SC15: Spark poor at HPC's specialty: physics simulation
Whereas two years ago when I attended SC13, presenters hadn't even tried Spark yet, now according a Reddit comment, presenters are now saying at SC15 that they've tried Spark and it's no good for that classic HPC application, physics simulation.
In particular, one talk reportedly reported a 60x slowdown by moving from MPI to Spark. We'll have to wait for the paper to be published to see the details of the test. My immediate comments were:
Out of the box, Spark has no API for spatiotemporal. RDDs are unordered. Spark is geared for key/value pairs and matrices (it has a blas).

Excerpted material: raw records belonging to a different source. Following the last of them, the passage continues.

PR #2447, opened 2024-10-22
feat(eslint): remove preference for default export

HoloTheDrunk:
## Description
Change ESlint config to remove the preference for default exports.
Also clear a warning caused by unnecessarily quoted object fields in the config.

## Motivation and Context
Default exports mess with tree shaking and are generally better avoided.

### DIFF
--- a/.eslintrc.cjs
+++ b/.eslintrc.cjs
@@ -60,6 +60,7 @@ module.exports = {
       devDependencies: ['test/**', 'tests/**', 'examples/**'],
     }], */
         'import/no-extraneous-dependencies': 'off',
+        'import/prefer-default-export': 'off',
 
         // TODO reactivate all the following rules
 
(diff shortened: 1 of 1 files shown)


jailln:
Thanks for this PR :) Should we modify all our exports then ? WDYT?

HoloTheDrunk:
That's the end goal, but I believe we're better off making these changes gradually as we progress through the TS rewrite, essentially grouping edits of the library into isolated chunks per PR instead of one massive sweep. Easier to keep track of and nicer for the `git diff`s.

jailln:
> That's the end goal, but I believe we're better off making these changes gradually as we progress through the TS rewrite, essentially grouping edits of the library into isolated chunks per PR instead of one massive sweep. Easier to keep track of and nicer for the `git diff`s.

Ok, fine by me

jailln (approved):

Issue #869, opened 2018-10-12
Object Removal Helper and Cache


gchoqueux:
the` Object Removal Helper` causes inconsistencies when it assigns null to a geometry present in the `Cache`. Actually, the cache can provide a mesh whose geometry is null. 
Think of a more intelligent cleaning system.

PR #2451, opened 2024-10-24
replace Cache by Lru cache

ftoromanoff:
replace our own itowns.cache per the lru-cache package.

Currently we use 1 cache for each Layer + 1 for Style and another one for tile. Should we change that ?
I also arbitrary fixed the max size of each cache to 500. Maybe this should be discuse, depending of the type of cache ?

Other question what should I do with export const CACHE_POLICIES, I currently kept the 'Cache.js' file just for this.


jailln:
@ftoromanoff does it solve #869 ?

ftoromanoff:
> @ftoromanoff does it solve #869 ?

I can't say. Is there a way to test it ?

src/Core/TileGeometry.ts
```diff
@@ -131,7 +131,7 @@ export class TileGeometry extends THREE.BufferGeometry {
                     //  (in THREE.WebGLBindingStates code).
                     this.index = null;
                     delete this.attributes.uv;
-                    cacheTile.delete(...keys);
+                    cacheTile.delete(`s${keys[0]}l${keys[1]}bK${keys[2]}`);
```
AnthonyGlt: I don't know we are giving an array `keys` instead of directly the string corresponding to the `key`

src/Source/VectorTilesSource.js
```diff
@@ -171,26 +171,18 @@ class VectorTilesSource extends TMSSource {
...
-                    .then(collections => mergeCollections(collections))
-                    .catch(err => this.handlingError(err)),
-                key);
+            features = Promise.all(this.urls.map(url =>
+                this.fetcher(this.urlFromExtent(extent, url), this.networkOptions)
+                    .then(file => this.parser(file, { out, in: this, extent }))))
+                .then(collections => mergeCollections(collections))
+                .catch(err => this.handlingError(err));
 
-            if (this.onParsedFile) {
```
AnthonyGlt, line 187: In the changelog, needs to specify that it's not supported anymore

src/Core/Prefab/TileBuilder.ts
```diff
@@ -86,13 +86,14 @@ export function newTileGeometry(
     const bufferKey =
         `${builder.crs}_${params.disableSkirt ? 0 : 1}_${params.segments}`;
 
-    let promiseGeometry = cacheTile.get(south, params.level, bufferKey);
+    const key = `s${south}l${params.level}bK${bufferKey}`;
```
AnthonyGlt, line 87: Just a thought:
It would have been nice to have something similar to   `getDataKey` but, in this case, it could be too verbose.

test/unit/source/filesource.js
```diff
@@ -0,0 +1,108 @@
...
+                done();
+            }).catch(done);
+    });
+
+    it('should instance FileSource with source.fetchedData and parse data with a layer', function (done) {
+        // TO DO need cleareance: what is this test for ?
+        //  - testing instanceation Filesource when fetchedData and source.feature is already available ?
+        //  - testing instanciate Layer ?
+        //  - testing source.onLayerAdded ?
+        //  - testing souce.loadData ?
```
AnthonyGlt, line 53: This todo hasn't been solved during this refacto ?

AnthonyGlt (commented):
Thank you for this integration, it looks nice :+1: 

The refactoring looks good to me, well done

AnthonyGlt:
Is there some improvements from these changes ? Some data that could explain this choice ?
Thank you

src/Core/TileGeometry.ts
ftoromanoff: Done

src/Source/VectorTilesSource.js
ftoromanoff: done

src/Core/Prefab/TileBuilder.ts
ftoromanoff: We only call it once so I don't think it's really needed...

test/unit/source/filesource.js
ftoromanoff: I just did a reorganisation of the Source unit tests

ftoromanoff:
> Is there some improvements from these changes ? Some data that could explain this choice ? Thank you

1) better performance when using an LRU cache.
2) No more maintenance of this module
3) We now have a memory bound for the cache

AnthonyGlt (approved):

PR #2456, opened 2024-10-29
fix(COG): Fix extent in COG parser

ketourneau:
We see some error with Cloud Optimized Geotiff Parser (`extent.as` is not a function).

I think it's an oversight of https://github.com/iTowns/itowns/commit/4b57498d3f7a8744002347031822c4bee8eaf56a.


Desplandis (approved):
Yeah... Forgot to test the plugins...
I think I will add some automatic test on the plugins to not break it again.

We have some plans to use your code in the main codebase to add official support of COG and tiff for both terrain and imagery layers. =)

There are add-ons at spark-packages.org for time series and image processing, but none I'm aware of for physics simulation. MPI seems to me to be really well-suited for that. Maybe someone someday will write a Spark package for that, but I doubt it would ever have gating barriers or asynchronous message passing.

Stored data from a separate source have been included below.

PR #2465, opened 2024-11-18
fix(wms) : assign axis order param from source

airnez:
## Description
WMSSource was'nt taking the axisOrder parameter into account when provided.

## Motivation and Context
Consistency: This parameter was advertised in documentation while not being used afterwards.

### DIFF
--- a/src/Core/Geographic/Crs.ts
+++ b/src/Core/Geographic/Crs.ts
@@ -4,6 +4,12 @@ import type { ProjectionDefinition } from 'proj4';
 
 proj4.defs('EPSG:4978', '+proj=geocent +datum=WGS84 +units=m +no_defs');
 
+// Redefining proj4 global projections to match epsg.org database axis order.
+// See https://github.com/iTowns/itowns/pull/2465#issuecomment-2517024859
+proj4.defs('EPSG:4326').axis = 'neu';
+proj4.defs('EPSG:4269').axis = 'neu';
+proj4.defs('WGS84').axis = 'neu';
+
 /**
  * A projection as a CRS identifier string. This identifier references a
  * projection definition previously defined with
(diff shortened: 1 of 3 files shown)


Desplandis (approved):
Thanks for the fix! It was indeed documented and missing...

I have however a few comments with our current implementation in iTowns. Reading [geoserver's notes](https://docs.geoserver.org/main/en/user/services/wms/basics.html#axis-ordering) on the WMS specification, it seems that
- > The WMS 1.1 always uses east/north axis ordering.
   
    Shall we for WMS $<1.3.0$ queries default to `wsen` for all CRS (instead of just `EPSG:4326`)?
 - > The WMS 1.3.0 specification mandates using the axis ordering as defined in the EPSG database.
 
   It would be nice again to not just handle the `EPSG:4326` projection, and maybe use the projection definition from `proj4` to determine the axis ordering [`+axis`](https://proj.org/en/stable/usage/projections.html#axis-orientation). This could be a nice addition to the `CRS` module.

airnez:
@Desplandis `EPSG:4326`, `EPSG:4269` and other CRS are hardcoded in `proj4` as long/lat, not lat/long as described in epsg.org database. This means that we should redefine them by default in itowns in Crs module ? See https://github.com/proj4js/proj4js/blob/1f1494d14a0efcf078c6a9c27f82186ef82cfc53/lib/global.js#L2-L3

Moreover, what should we do if the itowns user does not define the `+axis` param in `proj4` ? I guess that defaulting to `wsen` would be the option. We should then also implement other orientations like `eswn` or `nesw`.

If you are ok with this analysis I am going to push it here.

airnez:
@Desplandis added suggested features and rebased on master since Crs module was migrated to Ts

Desplandis:
Sounds good to me!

Without having read the benchmark, a few questions do pop into my mind:
- Which version of Spark? 1.5 or later, which has Tungsten (uses non-JVM memory)?

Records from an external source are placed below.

PR #2466, opened 2024-11-20
feat(MVT): change mapbox package to maplib

ftoromanoff:
The mapbox package currently used is no more upadted due to change of the licencing (few years ago).

This PR aim at switching from the mapbox-gl-style-spec package to the mapblib-gl-style-spec package.

### DIFF
--- a/package-lock.json
+++ b/package-lock.json
@@ -9,8 +9,8 @@
       "version": "2.44.2",
       "license": "(CECILL-B OR MIT)",
       "dependencies": {
-        "@mapbox/mapbox-gl-style-spec": "^13.28.0",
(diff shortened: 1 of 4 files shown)


jailln:
Are they following the same style specification (i.e. the mapbox one) or did maplibre also started its own style spec ?

ftoromanoff:
> Are they following the same style specification (i.e. the mapbox one) or did maplibre also started its own style spec ?

Yes, it's a fork of the of [mapbox-gl-js](https://github.com/mapbox/mapbox-gl-js), before their switch to a non-OSS license in December 2020. From what I understand, the mapib spec may evolve but will still be based on and support the MapBox one.

jailln (approved):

- Was any attempt made to use mapPartitions() instead of map()? map() is fine if your problem is easily expressed in terms of MapReduce, but mapPartitions() essentially lets you write arbitrary code that executes on each core (albeit without gating control barriers or message passing).
- Was Kryo used?
- Were checkpoints used to truncate the RDD lineages between iterations?
- Was Tachyon used to store the checkpoints?
I would have expected MPI to be 5x, maybe 10x, as fast as Spark at physics simulation. 60x is alarming and surprising.